Saikat Chakrabarti picked up the endorsement of Rep. Ilhan Omar on the day of the report, putting one more member of “The Squad” behind his run for Congress in San Francisco as the primary drew within 11 days. Chakrabarti had already announced the support of Rep. Rashida Tlaib on Tuesday, and Alexandria Ocasio-Cortez had still not endorsed him at the time of the report.
The sequence matters because Chakrabarti once spent eight months in 2019 as Ocasio-Cortez’s chief of staff, making her silence a notable gap while two of her closest congressional allies moved in. The report described Omar and Tlaib as members of “The Squad,” and said half of the group was now backing Chakrabarti, a boost he can use as he tries to break through in a crowded race with only days left to make his case.
That support landed in the middle of a sharper fight over how voters see him. One opposing mailer attacked Chakrabarti as a wealthy outsider, saying, “This tech millionaire’s primary residence is in Maryland and he failed to vote in SF for nearly a decade.” It also asked, “Who is Saikat Chakrabarti?” and warned, “Don’t let Maryland Millionaire Saikat Chakrabarti put SF’s Future in Jeopardy!” Chakrabarti has said the Maryland listing was a mistake and that he bought the house for his parents.
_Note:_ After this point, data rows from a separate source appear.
Issue #1874, opened 2026-02-19
Anonymous access via bucket policy for specific objects — is it supported?


metoant:
## Environment
- RustFS version: rustfs/rustfs:latest
- Client: AWS SDK for Go v2

## Question
I'm trying to allow anonymous public access to specific objects in a bucket 
while keeping others private, without using presigned URLs.

I've tried two approaches and neither works:

### Approach 1 — Canned ACL
Setting `ACL: types.ObjectCannedACLPublicRead` during `PutObject`.
Upload succeeds but anonymous GET returns 403.

### Approach 2 — Tag-based bucket policy
Setting `input.Tagging = "public-read=true"` during `PutObject`, with this policy:

{
  "Version": "2012-10-17",
  "Statement": [
    {
      "Effect": "Allow",
      "Principal": {"AWS": "*"},
      "Action": ["s3:GetObject"],
      "Resource": ["arn:aws:s3:::oblax/*"],
      "Condition": {
        "StringEquals": {
          "s3:ExistingObjectTag/public-read": "true"
        }
      }
    }
  ]
}

Anonymous GET still returns 403 AccessDenied.

## What does work
A bucket policy with no conditions allows anonymous access to everything — 
but I need per-object control.

## Questions
1. Are object-level canned ACLs (`public-read`) supported?
2. Are tag-based policy conditions (`s3:ExistingObjectTag`) supported?

GatewayJ:
The issue has been confirmed; coding will expedite the resolution.Both methods will be supported.Thank you for your feedback. I will keep you informed as soon as there is progress.

metoant:
thank you.

loverustfs:
Fixed.

Theoooooo:
I can confirm this issue not fixed
I'm using the v86 alpha version and i still can't use the condition as stated above

<img width="337" height="87" alt="Image" src="https://github.com/user-attachments/assets/4daf24e1-5bb4-415c-808a-19ed33bf5a84" />

<img width="384" height="71" alt="Image" src="https://github.com/user-attachments/assets/a632949a-3c28-4012-837a-d74c69febd87" />

I'll test the v90 later today and see if it was shipped after the v86 version

GatewayJ:
> I can confirm this issue not fixed I'm using the v86 alpha version and i still can't use the condition as stated above
[...]

PR #2315, opened 2026-03-28
feat(iam,admin): prepared IAM auth, ExistingObjectTag, admin permission checks

GatewayJ:
## Type of Change
- [x] New Feature
- [x] Bug Fix
- [ ] Documentation
- [ ] Performance Improvement
- [x] Test/CI
- [ ] Refactor
- [ ] Other:

## Related Issues
Related to #1874 (fixes anonymous and authenticated access when bucket or IAM policies use `s3:ExistingObjectTag` / `ExistingObjectTag/...` conditions; object-level canned ACL behavior is unchanged and out of scope for this PR).

## Summary of Changes
This PR implements **prepared IAM authorization** and **object-tag-aware policy evaluation** so conditions that depend on existing object tags are evaluated with the correct tag map.

- **`crates/iam`**: Add `prepare_auth` / `eval_prepared` (`PreparedIamAuth`) so merged identity policies and STS/session policies are prepared once, `s3:ExistingObjectTag` usage is detected from policy documents, and evaluation reuses that context. Replace the old STS entry path with `prepare_sts_auth` + `eval_prepared`; service accounts use `prepare_service_account_auth` + `eval_prepared`. `is_allowed` delegates to this pipeline.
- **`crates/policy`**: Add helpers to detect `ExistingObjectTag` / `s3:ExistingObjectTag` condition keys in IAM and bucket policies (including structured checks so arbitrary substrings in values do not spuriously trigger tag loads). Add regression tests for condition-key detection.
- **`rustfs/src/storage/access.rs`**: In `authorize_request`, merge object tags into condition values when IAM preparation or the bucket policy indicates they are needed; cache tags per request `(bucket, object, version_id)`; parse bucket policy JSON when possible to decide whether tag conditions apply (malformed JSON with the marker still conservatively loads tags). Remove per-handler prefetch of tag conditions in favor of this centralized path.
- **`crates/e2e_test`**: Add STS `AssumeRole` and bucket/IAM policy E2E coverage for `ExistingObjectTag`; extend common STS helpers and teardown.
- **Admin**: Document why canned policies with an empty `Version` are rejected (`rustfs/src/admin/handlers/policies.rs`); minor `rustfs/src/admin/auth.rs` doc cleanup. Policy-crate tests support admin permission semantics.

## Checklist

## Impact
- [ ] Other impact:

N/A — no intentional API or configuration breaking changes. Authorization may allow previously denied requests when policies reference existing object tags and tags were not loaded before.

## Additional Notes
**Verification (local):**

```bash
make pre-commit
cargo test -p rustfs-policy
cargo test -p rustfs-iam
cargo test -p rustfs --lib -- object_tag
# Optional: e2e (requires awscurl / environment per e2e_test)
cargo test -p e2e_test -- existing_object_tag
```

**Documentation:** N/A for end-user docs; only an explanatory comment was added in the admin canned-policy handler.

**Scope note:** Issue #1874 also asked about object canned ACL `public-read` for anonymous access. This PR does not change canned ACL handling; it addresses tag-based bucket and IAM policies using `s3:ExistingObjectTag`.

---

### DIFF
--- a/rustfs/src/storage/access.rs
+++ b/rustfs/src/storage/access.rs
@@ -25,7 +25,10 @@ use rustfs_ecstore::new_object_layer_fn;
 use rustfs_ecstore::store_api::BucketOperations;
 use rustfs_iam::error::Error as IamError;
 use rustfs_policy::policy::action::{Action, S3Action};
-use rustfs_policy::policy::{Args, BucketPolicy, BucketPolicyArgs, bucket_policy_uses_existing_object_tag_conditions};
+use rustfs_policy::policy::{
+    Args, BucketPolicy, BucketPolicyArgs, bucket_policy_needs_existing_object_tag_for_args,
+    bucket_policy_uses_existing_object_tag_conditions,
+};
 use rustfs_utils::http::AMZ_OBJECT_LOCK_BYPASS_GOVERNANCE;
 use s3s::access::{S3Access, S3AccessContext};
 use s3s::{S3Error, S3ErrorCode, S3Request, S3Result, dto::*, s3_error};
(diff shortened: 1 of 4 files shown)


rustfs/src/storage/access.rs
```diff
@@ -134,102 +180,131 @@ pub async fn authorize_request<T>(req: &mut S3Request<T>, action: Action) -> S3R
...
+            object: object.as_str(),
+            claims,
+            deny_only: false,
+        };
+        let prepared = iam_store.prepare_auth(&action_args).await;
+        let needs_tag_from_iam = prepared.needs_existing_object_tag;
+
+        let needs_tag_from_bucket =
+            !bucket.is_empty() && !object.is_empty() && bucket_policy_uses_existing_object_tag(&bucket).await;
+        let needs_tag = needs_tag_from_iam || needs_tag_from_bucket;
```
overtrue: Because `prepared.needs_existing_object_tag` is derived from the whole merged IAM/session policy, `needs_tag` becomes true even when the current `(action, bucket, object)` cannot match any `ExistingObjectTag` condition. That means an unrelated tag-conditioned statement elsewhere in the policy set now forces `get_object_tags()` on every object request, and any transient failure in that read is turned into `AccessDenied` below. Can we narrow this hint to statements relevant to the current request (or defer the fail-closed fetch until evaluation actually needs an `ExistingObjectTag/*` key)?

GatewayJ: @overtrue  tag loads now use policy_needs_existing_object_tag_for_args / bucket_policy_needs_existing_object_tag_for_args, so we only fetch when a statement with ExistingObjectTag conditions actually reaches evaluation for the current request args (wired through PreparedIamAuth and authorize_request). That should avoid unrelated statements forcing get_object_tags and broad AccessDenied on transient read failures.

He is also trying to turn the attack back on his rivals. A Chakrabarti mailer hit State Sen. Scott Wiener with the line, “Who bought Scott?” and said Chakrabarti “will never take a dime of corporate money — Scott can’t say the same.” The mailer fight has broadened beyond the congressional race to Proposition D, where an anti-mailer carried the words “GUT PUNCH” and said, “We’re just getting the city back on its feet and Prop. D will knock us back down,” while Justin Dolezal argued, “Prop D will fund these services without raising our taxes.”
With the primary 11 days away, the endorsements give Chakrabarti something concrete to point to, but the mailers show the race is still being fought on trust, residency and who can claim to speak for San Francisco. The question now is less whether he can attract attention than whether he can persuade voters that the outside money and outside attacks are the real problem, not his own ties to the city.